How to generate data points for each row of data based on a frequency and average value?
Suppose you have rows of data in the following form:
City Population Average Income
--------------------------------------------------
CityA 100,000 60,000
CityB 300,000 40,000
CityC 40,000 70,000
I would like to generate rows with data points based on a given (typically normal) distribution.
Thus using the above example we would generate 100,000 + 300,000 + 40,000 = 440,000 rows each containing an actual (but hypothetical) income based on a given (typically normal) distribution of income of the city in question.
Best Answer
-
lionelderkrikor RapidMiner Certified Analyst, Member Posts: 1,195 Unicorn
Hi @caryknoop,
If you did'nt find an operator in RapidMiner which perform what you want,
you can find here a process using Execute Python operator (if the Python environment is installed on your computer).

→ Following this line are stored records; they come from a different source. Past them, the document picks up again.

Issue #1221, opened 2018-03-15
BINTOPKGLIBEXECDIR - `tools/rel.sh` uses GNUisms in `sed` script


jsarenik:
### Issue and Steps to Reproduce
This is a quick note that `make check` actually requires `make install` to run before it in order to do its work. Otherwise there is following error:

```
make check
...
make[2]: Leaving directory '/home/jasan/src/lightning'
testinstall/usr/local/bin/lightningd --test-daemons-only --lightning-dir=testinstall
lightningd: Could not run /usr/local/libexec/c-lightning/lightning_channeld: No such file or directory
make[1]: *** [Makefile:436: installcheck] Error 1
make[1]: Leaving directory '/home/jasan/src/lightning'
make: *** [Makefile:205: check] Error 2
```

Which IMHO points to file `lightningd/lightningd.c`, [line 183](https://github.com/ElementsProject/lightning/blob/master/lightningd/lightningd.c#L183) - the line with `BINTOPKGLIBEXECDIR`.

ZmnSCPxj:
That is very strange, since it passes in CI, which does not perform install before check.

Note that check itself performs an install check where it checks that even if installed in a nonstandard location, it can still run. Cam you provide log of `make check` run?

jsarenik:
I see your point and now I am investigating further. Will be back with full log if it makes sense, but so far I have two different results on two machines. Tracking down the differences between them...

ZmnSCPxj:
When compiling, what is the `-DBINTOPKGLIBEXECDIR=` value?  Also, can you execute this command in the lightningd tree?

    tools/rel.sh /usr/local/bin /usr/local/libexec/c-lightning

jsarenik:
Sorry, not answering your question as I want to show one intermediate result now:

The compilation procudure is completely the same on both systems. Both systems are musl-based and up-to-date Alpine Linuxes.

On the system where it is failing:

```
$ strings lightningd/lightningd | grep libexec
/../../..//usr/local/libexec/c-lightning
lightningd/lightningd.c:184:pkglibexecdir
pkglibexecdir
find_my_pkglibexec_path
find_my_pkglibexec_path
```

On the system which passes `make check`:

```
$ strings lightningd/lightningd | grep libexec
../libexec/c-lightning
lightningd/lightningd.c:184:pkglibexecdir
pkglibexecdir
find_my_pkglibexec_path
find_my_pkglibexec_path
```

jsarenik:
[...]

PR #1222, opened 2018-03-15
tools/rel.sh: Make POSIXLY compatible `sed` script.

ZmnSCPxj:
Fixes: #1221

We were using `\x0` to match NUL chars in the input (on the
assumption that NUL chars are "impossible" for decent LFS-compliant
systems).
However `\x0` is a GNUism.
Use the `\n` and the newline character, which is supported by (most)
POSIX sed.

### DIFF
--- a/tools/rel.sh
+++ b/tools/rel.sh
@@ -2,6 +2,6 @@
 
 from=${1}
 to=${2}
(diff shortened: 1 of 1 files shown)


ZmnSCPxj:
A spurious CI failure in code not touched by this PR led me to #1223. Specifically `test_blockchaintrack`. This is not reliably caught since block hashes are random and rerunning `test_blockchaintrack` would sometimes spuriously pass.  However fails are always rerun while passes move on to the next test, masking this problem.

Rerunning the spurious CI failure...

You have just to set the standard deviations associated to the towns in the code :
<?xml version="1.0" encoding="UTF-8"?><process version="8.0.001">
<context>
<input/>
<output/>
<macros/>
</context>
<operator activated="true" class="process" compatibility="8.0.001" expanded="true" name="Process">
<process expanded="true">
<operator activated="true" class="read_excel" compatibility="8.0.001" expanded="true" height="68" name="Read Excel" width="90" x="45" y="34">
<parameter key="excel_file" value="C:\Users\Lionel\Documents\Formations_DataScience\Rapidminer\Tests_Rapidminer\Generate_Income.xlsx"/>
<parameter key="imported_cell_range" value="A1:D4"/>
<parameter key="first_row_as_names" value="false"/>
<list key="annotations">
<parameter key="0" value="Name"/>
</list>
<list key="data_set_meta_data_information">
<parameter key="0" value="City.true.polynominal.attribute"/>
<parameter key="1" value="Population.true.integer.attribute"/>
<parameter key="2" value="Average.true.integer.attribute"/>
<parameter key="3" value="Income.true.attribute_value.attribute"/>
</list>
</operator>
<operator activated="true" class="python_scripting:execute_python" compatibility="7.4.000" expanded="true" height="82" name="Calculate Income" width="90" x="179" y="34">
<parameter key="script" value="from numpy.random import normal # rm_main is a mandatory function, # the number of arguments has to be the number of input ports (can be none) def rm_main(data): # set the standard deviation associated to the towns : #the first element is std dev from CityA, the second from City B etc. std_deviation = [1,2,3] data['pop_cum'] = data['Population'] for i in range(1,len(data)) : data.loc[i,'pop_cum'] = data.loc[i-1,'pop_cum'] + data.loc[i,'Population'] for j in range(0,int(data.loc[0,'Population'])): data.loc[j,'Income'] = normal(data.loc[0,'Average'],std_deviation[0]) try: for i in range(1,len(data)) : for j in range(int(data.loc[i-1,'pop_cum']),int(data.loc[i,'pop_cum'])): data.loc[j,'Income'] = normal(data.loc[i,'Average'],std_deviation[i]) except ValueError: del data['pop_cum'] exit # connect 1 output port to see the results return data"/>
</operator>
<connect from_op="Read Excel" from_port="output" to_op="Calculate Income" to_port="input 1"/>
<connect from_op="Calculate Income" from_port="output 1" to_port="result 1"/>
<portSpacing port="source_input 1" spacing="0"/>
<portSpacing port="sink_result 1" spacing="0"/>
<portSpacing port="sink_result 2" spacing="0"/>
</process>
</operator>
</process>Regards,
Lionel
NB : I used the name of attributes of your example
NB2 : In attached file, an excel example file
2
Answers
To my knowledge, this cannot be done in RM. RM does not have any random number generators. Of course, it is trivial to do in R (or Python) and you can do it inside RM using the R extension.
Hi @caryknoop,
I think it can be done using the Execute Script operator (using Java language) :
Here a ressource of @mschmitz about generating example set :
How to Create Example Sets Using Groovy Script
I hope it can help you
Regards,
Lionel
I believe you use the Generate Data by User Specification to do this. There is an editor that's like the Generate Attributes operator, you can create a fuction based on a STD dev or something.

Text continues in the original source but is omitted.